• _Aim of the exercise_: Take from the data every line in which the word "them" is found.

• _Dataset entries_:

PR #15834, opened 2021-06-02
Better legend a11y by placing elements in a list.

oysteinmoseng:
Improved legend accessibility by placing legend buttons in a list.


TorsteinHonsi (approved):
Thanks!

PR #17087, opened 2022-03-14
Fixed #9687, vertical data label suppressed for last column

### LINKED ISSUE #9687: Vertical datalabel suppressed for last column
#### Expected behaviour
All categories in a column chart should have data labels when there is enough space to render them.

#### Actual behaviour
The last data label in a column chart gets suppressed when data labels are rotated. This happens when you limit the width of the chart. The new chart width leaves enough space to render the data label.

 http://jsfiddle.net/kzoon/2bd8vomc/1/

#### Product version
Highcharts v6, v7

#### Affected browser(s)
All

TorsteinHonsi:
Fixed #9687, vertical data label suppressed when close to the right edge of the plot area


raf18seb:
Works fine for `rotation: 270`, but still fails for other values, see http://jsfiddle.net/BlackLabel/myjrLvg6/

TorsteinHonsi:
Ready for new review @raf18seb

raf18seb (approved):
Looks good, especially visual test! And wow to the `getBBox` changes.

TorsteinHonsi:
Thanks! It still needs some work with dynamic content though: https://jsfiddle.net/highcharts/4kb7Loew/

The problem is in these lines - to get the actual position of the box when redrawing:

https://github.com/highcharts/highcharts/blob/2d4472a21657381834b57707fce11be157db898c/ts/Core/Series/DataLabel.ts#L333-L335

PR #17095, opened 2022-03-16
bugfix/16901-navigator-rangeSelector-visibility 

### LINKED ISSUE #16901: Ancestor div with a hidden visibility not hiding navigator and range selector
#### Expected behaviour
Ancestor div with a hidden visibility should hide navigator and range selector. This is useful when using Highcharts inside a tab which hides a tab content with visibility.

#### Actual behaviour
Ancestor div with a hidden visibility not hiding navigator and range selector

http://jsfiddle.net/p6ugybj8/

#### Product version
Highstock JS v9.3.2

#### Affected browser(s)
Chrome

karolkolodziej:
Fixed #16901, navigator and range selector visibility was not inherited.


TorsteinHonsi (approved):
Thanks!

PR #17102, opened 2022-03-17
Columns of column chart float above x-axis when using datetime y-axis

### LINKED ISSUE #17084: Columns of column chart float above x-axis when using datetime y-axis
#### Expected behaviour

In a column chart, it is expected that the bottom of each column starts on the x-axis.

#### Actual behaviour

In some cases, when using a datetime y-axis, the columns of a column chart float 20 or 30 pixels above the x-axis.

See the following JSFiddle: https://jsfiddle.net/robbertbrak/xnd6mwhq/1/

#### Product version

Highcharts v10.0.0, but this bug is also present in most older versions of Highcharts.

#### Affected browser(s)

Not browser dependent. It can be reproduced in Firefox, Chrome, Safari.

#### Notes

This is related to https://github.com/highcharts/highcharts/pull/9344.

The issue can be fixed by added `Math.max(1, ...)` around the `time.get('Date', ...)` expression here: https://github.com/highcharts/highcharts/blob/master/ts/Core/Time.ts#L745.

robbertbrak:
This fixes #17084.

### DIFF
--- a/ts/Core/Time.ts
+++ b/ts/Core/Time.ts
@@ -741,12 +741,14 @@ class Time {
                 time.set(
                     'Date',
                     minDate,
-                    (
-                        time.get('Date', minDate) -
-                        minDay + startOfWeek +
-                        // We don't want to skip days that are before
-                        // startOfWeek (#7051)
-                        (minDay < startOfWeek ? -7 : 0)
+                    Math.max(1,
+                        (
+                            time.get('Date', minDate) -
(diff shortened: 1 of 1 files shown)


TorsteinHonsi:
Thanks for the PR!

We need to merge it into an inhouse branch so that the CI works. We also need to add a regression test. Will you have a look at that @raf18seb?

PR #17107, opened 2022-03-18
bugfix/15735-remove-indicator

### LINKED ISSUE #15735: Stock Tools: Adding and removing panes misplaces yAxis with `top` predefined
#### Expected behaviour
Correctly positioned first/main yAxis

#### Actual behaviour
yAxis is translated to the top (negative `yAxis.top` value)

[Demo](https://jsfiddle.net/BlackLabel/kam2zwbg/1/)

- initial yAxis has `yAxis.top` defined.
- add 2 indicators with separate yAxes (for example 2x ATR)
- remove the first of them -> yAxis height is calculated incorrectly:

Zrzut ekranu 2021-05-17 o 18 00 00

#### Product version
Highcharts Stock

pawellysy:
Fixed #15735, axes were wrongly calculated when removing an indicator via Stock Tools GUI.


ts/Stock/StockToolsBindings.ts
```diff
@@ -348,9 +354,12 @@ bindingsUtils.manageIndicators = function (
...
 
             if (indicatorsWithAxes.indexOf(series.type) >= 0) {
-                const removedYAxisHeight = yAxis.options.height;
+                const removedYAxisProps = {
+                    height: yAxis.options.height,
+                    top: yAxis.options.top
+                } as Highcharts.AxisPositionsObject;
                 yAxis.remove(false);
-                navigation.resizeYAxes(removedYAxisHeight as string);
+                navigation.resizeYAxes(removedYAxisProps);
```
karolkolodziej, line 362: There is something wrong with `AxisPositionsObject` interface declaration if you still need to cast it here like this.

karolkolodziej (changes requested):
- [x] One TS issue to fix

ts/Stock/StockToolsBindings.ts
```diff
@@ -348,9 +354,12 @@ bindingsUtils.manageIndicators = function (
             series.remove(false);
 
             if (indicatorsWithAxes.indexOf(series.type) >= 0) {
-                const removedYAxisHeight = yAxis.options.height;
+                const removedYAxisProps = {
+                    height: yAxis.options.height,
+                    top: yAxis.options.top
+                } as Highcharts.AxisPositionsObject;
```
karolkolodziej, line 360: There is something wrong with `AxisPositionsObject` interface declaration if you still need to cast it here like this.

karolkolodziej (changes requested):

ts/Stock/StockToolsBindings.ts
karolkolodziej: Additionally, I think there is no need for adding the `Object` word into that interface's name.

pawellysy: As you can see below, the `removedYAxisHeight` was previously casted as well (to string).  Since we can only remove the axis we previously created by GUI, these options are certainly strings, so I decided to cast them here, since this is not an issue.

raf18seb (approved):
Nice!

karolkolodziej (approved):

TorsteinHonsi:
Pending approval by @pawelfus

pawelfus (changes requested):
Just some minor changes in doclets, the rest looks great, thanks!

samples/highcharts/cypress/custom-indicator-stock-tools-gui/demo.details
```diff
@@ -0,0 +1,10 @@
+---
+name: Demo which is a base for cypress tests
+skipTest: true
+js_wrap: b
+tags:
+  - Highcharts Stock demo
+categories:
+  - General:
+      priority: 11
```
pawelfus, line 9: No need for tags and categories in the test

pawelfus (changes requested):

pawelfus (approved):
Thanks!

PR #17126, opened 2022-03-24
bugfix/15863-remove-hide-by-translation

### LINKED ISSUE #15863: convert SVG in PowerPoint to shapes for Polar Chart is very large and off the chart
We are implementing the new highcharts and something we use is to convert SVG in PowerPoint to shapes.
This works for most Highchart graphs but we have an issue with the polar chart. 

https://www.highcharts.com/demo/polar
Export to SVG and paste in PowerPoint and convert to Shapes but then it looks not correct and one shape is too big.

#### Product version
Highcharts 9.1.1

pawellysy:
Part of #15863, the scrollbar is no longer initially rendered with `y: -9999`.


ts/Core/Scrollbar.ts
```diff
@@ -596,6 +596,10 @@ class Scrollbar {
         let xOffset = height,
             yOffset = 0;
 
+        // Make the scrollbar visible when it is repositioned, #15763.
+        scroller.group.attr({
+            visibility: 'visible'
```
TorsteinHonsi, line 601: Use the shorter `.show()` function.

• _Exercise solution_:
All categories in a column chart should have data labels when there is enough space to render them.
- remove the first of them -> yAxis height is calculated incorrectly:
pawellysy: As you can see below, the `removedYAxisHeight` was previously casted as well (to string).  Since we can only remove the axis we previously created by GUI, these options are certainly strings, so I decided to cast them here, since this is not an issue.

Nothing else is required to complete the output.